Stored data:

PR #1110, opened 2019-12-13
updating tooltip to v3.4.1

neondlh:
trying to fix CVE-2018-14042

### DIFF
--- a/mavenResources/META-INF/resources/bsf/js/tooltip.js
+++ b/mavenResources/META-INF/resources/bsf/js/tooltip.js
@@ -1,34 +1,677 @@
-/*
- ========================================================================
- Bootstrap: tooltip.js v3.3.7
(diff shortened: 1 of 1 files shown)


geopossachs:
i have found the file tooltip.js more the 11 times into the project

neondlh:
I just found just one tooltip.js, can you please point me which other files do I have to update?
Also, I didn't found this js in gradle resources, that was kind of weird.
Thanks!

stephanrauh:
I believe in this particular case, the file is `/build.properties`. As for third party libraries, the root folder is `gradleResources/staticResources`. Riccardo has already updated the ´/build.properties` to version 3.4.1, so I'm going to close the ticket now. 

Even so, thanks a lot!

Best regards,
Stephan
==
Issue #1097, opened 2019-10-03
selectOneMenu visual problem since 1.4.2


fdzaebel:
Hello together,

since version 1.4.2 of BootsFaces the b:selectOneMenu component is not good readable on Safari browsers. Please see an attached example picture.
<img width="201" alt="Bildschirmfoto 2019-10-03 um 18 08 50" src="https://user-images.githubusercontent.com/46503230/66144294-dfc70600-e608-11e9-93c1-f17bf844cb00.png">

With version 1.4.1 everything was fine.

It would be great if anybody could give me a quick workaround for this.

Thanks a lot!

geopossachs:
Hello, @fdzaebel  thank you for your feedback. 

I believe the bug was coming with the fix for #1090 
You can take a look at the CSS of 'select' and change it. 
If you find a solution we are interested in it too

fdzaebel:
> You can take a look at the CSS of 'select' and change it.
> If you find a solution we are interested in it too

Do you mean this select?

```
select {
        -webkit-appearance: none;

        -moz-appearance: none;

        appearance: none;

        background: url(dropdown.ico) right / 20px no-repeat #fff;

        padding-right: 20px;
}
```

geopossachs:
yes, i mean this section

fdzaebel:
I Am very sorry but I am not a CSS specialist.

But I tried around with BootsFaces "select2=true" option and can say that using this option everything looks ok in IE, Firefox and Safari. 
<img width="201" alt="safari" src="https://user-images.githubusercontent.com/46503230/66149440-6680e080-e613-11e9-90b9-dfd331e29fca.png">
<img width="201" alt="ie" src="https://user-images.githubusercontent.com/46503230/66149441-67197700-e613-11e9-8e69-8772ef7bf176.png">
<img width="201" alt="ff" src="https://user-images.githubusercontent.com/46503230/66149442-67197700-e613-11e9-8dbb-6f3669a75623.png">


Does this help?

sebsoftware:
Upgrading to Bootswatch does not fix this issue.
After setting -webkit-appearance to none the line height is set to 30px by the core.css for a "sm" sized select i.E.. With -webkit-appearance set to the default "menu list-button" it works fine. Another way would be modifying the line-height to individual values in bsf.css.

Your goal ▸ Every line above that contains the word "mean" should be reported.

Response area ▸
Do you mean this select?
yes, i mean this section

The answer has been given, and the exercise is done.